4. Adhere to the audit principle in the audit work, abide by the auditor's code of conduct and the company's regulations, pay attention to your words and deeds, and safeguard the company's interests and image
在审核工作中坚持审核原则，遵守审核员的行为规范和公司的各项规定，注意自己的言行，维护公司利益和形象

5.Timely apply, maintain, and extend own auditor/expert qualification through audit practice, experience exchange, self-study and training regarding regulations, standards and product knowledge.

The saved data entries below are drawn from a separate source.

Issue #293, opened 2024-06-21
Representability check description doesn't capture address-wrapping edge cases


PRugg-Cap:
The description of the representability check is slightly imprecise in cases where the base or top want to wrap the address space. A correction is described in the bounds section: https://github.com/riscv/riscv-cheri/blob/8f587528c7d1a0005be68c38d955408bb22485f2/src/cap-description.adoc?plain=1#L501-L502

but not in the representable region section, where it is also relevant:
https://github.com/riscv/riscv-cheri/blob/8f587528c7d1a0005be68c38d955408bb22485f2/src/cap-description.adoc?plain=1#L649-L653 

In addition, we need to clarify what happens if the base wraps.

I'll need to think about how to describe this precisely, but just wanted to record the issue so it doesn't get missed. I don't think there's a bug, but somebody trying to implement it just from this description would certainly get confused!

tariqkurd-repo:
PR for this one? @PRugg-Cap ?

PRugg-Cap:
Not yet, sorry, I'll try tomorrow!

tariqkurd-repo:
fixed by the referenced MR

Issue #362, opened 2024-09-12
Include SAIL snippets into the specification


andresag01:
This includes the snippets into the instruction listings as well as the capability description chapter.

francislaus:
Can we (and should we) pick up a dependency to the Sail model for that? Would it be possible to automatically pull in the relevant lines from the Sail model? @Timmmm @PeterRugg

wmat:
There is for PDFs.  See https://github.com/Alasdair/asciidoctor-sail

I have a branch of riscv-isa-manual called sail-inclusion here:
https://github.com/riscv/riscv-isa-manual/tree/sail-inclusion with an
example of using Alasdair's extension to pull SAIL into the doc.  If you
look at my commit here:
https://github.com/riscv/riscv-isa-manual/commit/abd45a5a56154bcabbd07daaf41d91a1945729ce

you can see the changes I had to make for the example.  But please see
Alasdair's documentation in his repository for more information here:
https://github.com/Alasdair/asciidoctor-sail/blob/master/doc/built/sail_to_asciidoc.pdf

Timmmm:
I did set this up when the spec was in Codasip but we removed it when it was moved to GitHub since the Sail code wasn't open at the time. I'll see if I can resurrect it.

The big question is how do you get the JSON file. It's very big so I don't think you just want to add it to Git. But adding Sail compilation to the build process is also not great (although it's a lot better since we made the Sail binary release). In Codasip we had a cache on a web server which worked pretty well. How do people feel about using GitHub releases for that?

So every push (or maybe tag) in the Sail repo would generate the JSON and add it to a GitHub release, and then this repo would just point to the URL and download it.

We'll have to answer this question for riscv-isa-manual too and I think this repo could serve as a good demonstrator.

wmat:
For my testing purposes on riscv-isa-manual I've been generating the index at the top of tree of the sail repository and adding it directly into the repo and referencing it with an AsciiDoc attribute in the document header (riscv-unprivileged.adoc) with `:sail-doc: src/sail-index/riscv_RV64.json`.

Timmmm:
Yeah the issue is it's 4.5 MB (3.1 MB minified). Feels a bit much for a file that we'd continually update? Though I guess it probably does diff pretty well at least.

Timmmm:
[...]

PR #512, opened 2025-01-30
clarify top bound and how it feeds into rep range check

tariqkurd-repo:
@PeterRugg some small clarifications in the top bound and representable range check


src/cap-description.adoc
```diff
@@ -448,8 +448,8 @@ T[MW - 1:MW - 2] = B[MW - 1:MW - 2] + LCout + LMSB
 Decoding the bounds:
 
 ```
-top:    t = { a[MXLEN - 1:E + MW] + ct, T[MW - 1:0]    , {E{1'b0}} }
-base:   b = { a[MXLEN - 1:E + MW] + cb, B[MW - 1:0]    , {E{1'b0}} }
+top:    t = { 1'b0, a[MXLEN - 1:E + MW] + ct, T[MW - 1:0], {E{1'b0}} }
```
andresag01, line 451: Hi Tariq! Does this mean that the `top` is now 66 bits and `top[65]==1'b0` always? Not sure about this.

This pseudo-code was always meant to be temporary and it has no formal definition, but I seem to recall that `ct` could overflow `a[MXLEN - 1:E + MW]` and that's how we would get the 65 bits to form the top bound of the infinite cap bounds. This is why I suggested [here](https://github.com/riscv/riscv-cheri/issues/362#issuecomment-2622884049) that this be replaced with SAIL snippets given that those now work although this might make the cap encoding description a bit more difficult to read.

tariqkurd-repo, line 451:
```suggestion
top:    t = { {1'b0, a[MXLEN - 1:E + MW]} + ct, T[MW - 1:0], {E{1'b0}} }
```

src/cap-description.adoc
```diff
@@ -448,8 +448,8 @@ T[MW - 1:MW - 2] = B[MW - 1:MW - 2] + LCout + LMSB
 Decoding the bounds:
 
 ```
-top:    t = { a[MXLEN - 1:E + MW] + ct, T[MW - 1:0]    , {E{1'b0}} }
-base:   b = { a[MXLEN - 1:E + MW] + cb, B[MW - 1:0]    , {E{1'b0}} }
+top:    t = { {1'b0, a[MXLEN - 1:E + MW]} + ct, T[MW - 1:0], {E{1'b0}} }
+base:   b = {       a[MXLEN - 1:E + MW] + cb, B[MW - 1:0], {E{1'b0}} }
```
tariqkurd-repo, line 452:
```suggestion
base:   b = {        a[MXLEN - 1:E + MW]  + cb, B[MW - 1:0], {E{1'b0}} }
```

src/cap-description.adoc
tariqkurd-repo: yes - the top bound is wider, but we're only talking about the rep range check here which isn't affected by any bits above MXLEN-1

PeterRugg:
Yes, nice tidy-ups, and you're right that the overflow should be ignored for the representability check. The tricky thing to get right is the bounds decoding for wrapping cases, but I think that's made clear in the bounds decoding section. Thanks for sorting this. I think this closes https://github.com/riscv/riscv-cheri/issues/293. Sorry for the delay on that, but I'm glad this has had multiple eyes now!

PR #520, opened 2025-02-05
Minor revision

marnovandermaas:
Some minor revisions that I found when scrolling through the document.


src/instructions.adoc
```diff
@@ -260,6 +272,8 @@ include::insns/prefetch.w.adoc[]
 <<<
 === "Zba" Extension for Bit Manipulation Instructions
 
+Bit manimulation instruction reference.
```
tariqkurd-repo, line 275:
```suggestion
Bit manipulation instruction reference.
```

arichardson (approved):
Thanks!

PR #521, opened 2025-02-05
detection of out of range top

tariqkurd-repo:
Suggestions about how to handle the malformed caps which have an out of range top, which are difficult to detect without expanding the bounds

@PeterRugg 

fixes https://github.com/riscv/riscv-cheri/issues/522


src/cap-description.adoc
```diff
@@ -537,6 +537,18 @@ NOTE: A capability has infinite bounds if E=CAP_MAX_E and it is not
...
+[#section_cap_malformed_top_gt_inf_top]
+===== The Top Bound is Out Of Range
+
+The top bound of the <<infinite-cap>> is defined to be 2^MXLEN^.
+
+There are cases where the decoded bounds of a capability could, in theory, exceed this value.
+
+These cases are computationally expensive to detect without expanding the bounds, therefore
+all instructions such as <<CBLD>> which expand bounds and output a capability will clear
+the output tag if the top bound is out of range.
```
jrtc27, line 549: I don't understand this point. No such capability is given to you in the initial system state, so of course CBLD must ensure that it doesn't give you back one of these, but that's by virtue of it never being a subset of an existing capability?

src/cap-description.adoc
```diff
@@ -561,6 +573,7 @@ CHERI enforces the following invariants for all valid (i.e., tagged) capabilitie
 . The bounds are not malformed.
 . No reserved bit in the capability encoding is set.
 . The permissions can be legally produced by <<ACPERM>>.
+. The <<section_cap_malformed_top_gt_inf_top,top bound must be no greater than 2^XLEN^>>.
```
jrtc27, line 576: MXLEN

src/insns/cadd_32bit.adoc
```diff
@@ -48,7 +48,8 @@ For <<CADD>>, the address is incremented by the value in
 For <<CADDI>>, the address is incremented by the immediate value
 `imm`.
 
-include::malformed_clear_tag.adoc[]
+NOTE: This instruction sets `cd.tag=0` if `cs1` 's bounds are <<section_cap_malformed,malformed>>,
```
jrtc27, line 51: Why is ADD singled out?

src/cap-description.adoc
tariqkurd-repo: this is like the malformed bounds case, and so I'd like (at least the option of) detagging if such a thing is observed on either input of CBLD, just like we do for malformed bounds, reserved bits set etc...

src/cap-description.adoc
tariqkurd-repo, line 576:
```suggestion
. The <<section_cap_malformed_top_gt_inf_top,top bound must be no greater than 2^MXLEN^>>.
```

src/insns/cadd_32bit.adoc
tariqkurd-repo: because they don't expand the bounds, so for cheaper implementation we're only including instructions which do expand the bounds

jrtc27: They still need to perform a representability check

tariqkurd-repo: this is true, but don't expand the bounds. A functional unit which does CADD/CADDI doesn't need to do anything with the bounds, and the expansion is expensive just for this check.
If the expansion has already been done then the check is cheap.

src/cap-description.adoc
andresag01: @tariqkurd-repo : Could you provide an example situation you are thinking that CBLD would produce a capability that has this property? (i.e. its top > 2^MXLEN and is tagged).

As @jrtc27 explained, CBLD will only ever output capabilities that have equal or smaller bounds than the input capability to maintain the property that software cannot gain permissions it did not have. So, if at reset the most permissive/powerful capability provided to software is the infinite capability, then CBLD should never return a capability that is tagged and has top > infinite_cap.top.

tariqkurd-repo: These are currently (mostly) undocumented malformed bounds cases, and there are many of them.
They can only be caused by fault injection or bugs e.g. the tag cache attaching the wrong tag, and so should be filtered out.
They are too expensive to detect directly from the bounds, but trivial if the bounds are expanded.
Strictly speaking nothing needs to change in the hardware as they are impossible cases, just like reserved bits set or bad permissions.
The objective is to get formal verification to work allowing _any_ bit pattern against the design, and this is one of the awkard cases, so we need to choose an approach.

Issue #523, opened 2025-02-05
Minor formatting issue in Zcheripte


Timmmm:
![Image](https://github.com/user-attachments/assets/f69e0e7f-b52c-4ee1-82f6-52914e51c1dc)

The final two bullets should be indented (or maybe numbered).

PR #524, opened 2025-02-05
Fix indentation of sub-items

arichardson:
Move the note after the two sub-items to ensure asciidoc renders the document correctly.

Fixes: https://github.com/riscv/riscv-cheri/issues/523


arichardson:
CC: @Timmmm

Timmmm:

通过审核项目实践、经验交流、自学以及有关法规、标准和产品知识的培训，及时申请、维护并扩充自身的审核员/专家资格

6.Actively participate in the relevant training work arranged by the company
积极参加公司安排的有关培训工作

7.Provide advice on audit-related work and also other work of the company
提供与审核相关的工作及公司其他各项工作的建议。

Job Requirements:

1. Expertise in ISO 13485 and EU CE certification for medical devices
具备ISO 13485 和 欧盟医疗器械CE认证专业知识

2.Familiar with MDD and MDR or IVDD & IVDR
熟悉MDD & MDR 或 IVDD & IVDR 等法规

3.Familiarity with the safety, performance, risk management, sterilization, and biologic evaluation requirements of MDD & MDR or IVDD & IVDR for active medical devices, or non-active medical devices, or in vitro diagnostic medical devices
熟悉 MDD & MDR 或 IVDD & IVDR 对有源医疗器械、无源医疗器械或体外诊断医疗器械的安全、性能、风险管理、灭菌和生物评估等要求

4.At least 4 years full-time work with relevant practical experience in the field of healthcare products, such as medical device or pharmaceutical industry, science, laboratories, notified bodies, examination centers or facilities that test or manufacture medical devices. R&D working experience is preferred

在医疗保健产品领域，如医疗器械或制药业、科学研究、实验室、公告机构、检查中心或医疗器械测试或生产设施，至少有 4 年全职工作和相关实践经验. 有研发经验优先考虑

5.Education Requirements: as a minimum a Bachelor's Degree in 1 or more areas as listed below: a) biology/microbiology; b) chemistry or biochemistry; c) computer and software technology; d) electrical, electronic, mechanical, or bioengineering; e) human physiology; f) medicine; g) pharmacy; h) physics or biophysics; i) material sciences

学历要求：至少在以下一个或多个领域获得学士学位：a) 生物学/微生物学； b) 化学或生物化学； c) 计算机和软件技术； d) 电气、电子、机械或生物工程； e) 人体生理学； f) 医学； g) 药学； h) 物理或生物物理学； i) 材料科学。

6.Good language expression skills, strong English reading and writing skills; Be able to withstand the corresponding work pressure and adapt to frequent business trips
良好的语言表达能力，英语读写能力强；能承受相应的工作压力，适应频繁出差；

7. Good communication skills and team spirit
具有良好的沟通能力和团队合作精神。